If that is the case, then there should be some trace messages about flushing denormals. @spfenwick could you try a quick run with trace level logging and check for any "flushing subnormal" messages?
In case it's helpful, in my LADSPA plugins I modeled what was done by Richard Taylor in his code to "kill" denormals.
He/we add into all incoming data a square wave signal at the sample rate that has a very low float value, like 1E-15 (-300dB WRT a signal level of 1.0). It's way too low to result in any audible effect but it prevents denormals from occurring and slowing things down.
To do this you add +1E-15 to one sample, -1E15 to the next one, and repeat for all incoming samples.
He/we add into all incoming data a square wave signal at the sample rate that has a very low float value, like 1E-15 (-300dB WRT a signal level of 1.0).
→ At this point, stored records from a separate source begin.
PR #951, opened 2023-06-16
[Turbo] Fixing a bug where saving a proxy would not trigger Broadcasts

weaverryan:
| Q             | A
| ------------- | ---
| Bug fix?      | yes
| New feature?  | no
| Tickets       | None
| License       | MIT

If the object you're updating, for example, happens to be wrapped in a Proxy object, then `BroadcastListener` would fail to find the `#[Broadcast]` attribute and no broadcasting would happen.

Cheers!


chalasr (approved):
👍 modulo some coding style and test fixes eventually - not sure they are related

nicolas-grekas (approved):

PR #953, opened 2023-06-19
[StimulusBundle] Fix controller name conversion

jon-ht:
| Q             | A
| ------------- | ---
| Bug fix?      | yes
| New feature?  | no
| Tickets       | N/A
| License       | MIT

Stimulus controllers must follow some naming convention/normalization according to https://stimulus.hotwired.dev/reference/controllers#identifiers

There was a case when controllers file with underscores in their name would not be a valid entry for Stimulus.

I wasn't sure about using `Symfony\UX\StimulusBundle\Dto\StimulusAttributes::normalizeControllerName` because it seems related to Twig (due to its `private Environment $env` in construct)


weaverryan:
Thank you @jon-ht - very thorough work!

It's way too low to result in any audible effect but it prevents denormals from occurring and slowing things down.
To do this you add +1E-15 to one sample, -1E15 to the next one, and repeat for all incoming samples.
Thanks @CharlieLaub, I have seen that (of course I have looked at your biquad code 😁) and I considered to use denormal killers the same way, but I decided to try with just flushing denormals after each chunk. That runs a bit faster, and it just feels a little sad to spend CPU time on adding a dummy signal.
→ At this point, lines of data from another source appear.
PR #969, opened 2023-06-25
[TwigComponent] Fix escaping stimulus attributes

### LINKED ISSUE #968: Attributes added by `stimulus_controller`  should be escaped
When I write

```
<div {{ attributes.defaults(stimulus_controller('my-controller', { params: ['a', 'b'] })) }}>
```
then params' value should be escaped as html attributes.

Now it renders 

```
data-controller="my-controller live" data-my-controller-params-value="["a","b"]" ...
```
instead of
```
data-controller="my-controller live" data-my-controller-params-value="&#x5B;&quot;a&quot;,&quot;b&quot;&#x5D;" ...
```

1ed:
| Q             | A
| ------------- | ---
| Bug fix?      | yes
| New feature?  | no
| Tickets       | Fix #968
| License       | MIT

I think we should do this as late as possible, e.g. in `__toString` or only in twig and maybe for all the attributes.
So this feels like a naive solution, but it works for now.

### DIFF
--- a/src/StimulusBundle/src/Dto/StimulusAttributes.php
+++ b/src/StimulusBundle/src/Dto/StimulusAttributes.php
@@ -179,6 +179,16 @@ class StimulusAttributes implements \Stringable, \IteratorAggregate
         return array_merge($attributes, $this->attributes);
     }
 
+    public function toEscapedArray(): array
+    {
+        $escaped = [];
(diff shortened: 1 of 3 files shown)


weaverryan:
I don't love this solution, but let's do it for now to fix things. Thanks @1ed!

Did you ever see any issues while a signal is playing?
Did you ever see any issues while a signal is playing?
@HenrikEnquist The overhead for adding the denormal killer is just one extra addition and multiplication per sample. The addition adds the value of the denormal killer and the multiplication flips the sign of it in preparation for the addition to the next sample. You can run a frame of data through this process in a single loop and probably gain some speed via optimization. I didn't do anything special IIRC.
I have never encountered any sort of issue related to denormals or the slowing down of audio processing when using my LADSPA plugins.
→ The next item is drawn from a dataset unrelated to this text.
PR #972, opened 2023-06-27
Update namespace for PackageRepository

nicodemuz:


norkunas:
Then the `PackageRepository` should be moved to `src/Repository` :)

I have never encountered any sort of issue related to denormals or the slowing down of audio processing when using my LADSPA plugins.
It looks as maybe the compiler generates some strange combination of SSE instructions. Not sure about this yet but it looks dodgy. There is an SSE multiplication that only uses one of the two lanes, but doesn't seem to clear or load anything into the unused lane. If the unused lane contains some rubbish from before, it could explain how it's possible to stumble on denormals that should not exist.
That would also explain why choosing a different target CPU helps, since that likely generates a different instruction sequence.
That would also explain why choosing a different target CPU helps, since that likely generates a different instruction sequence.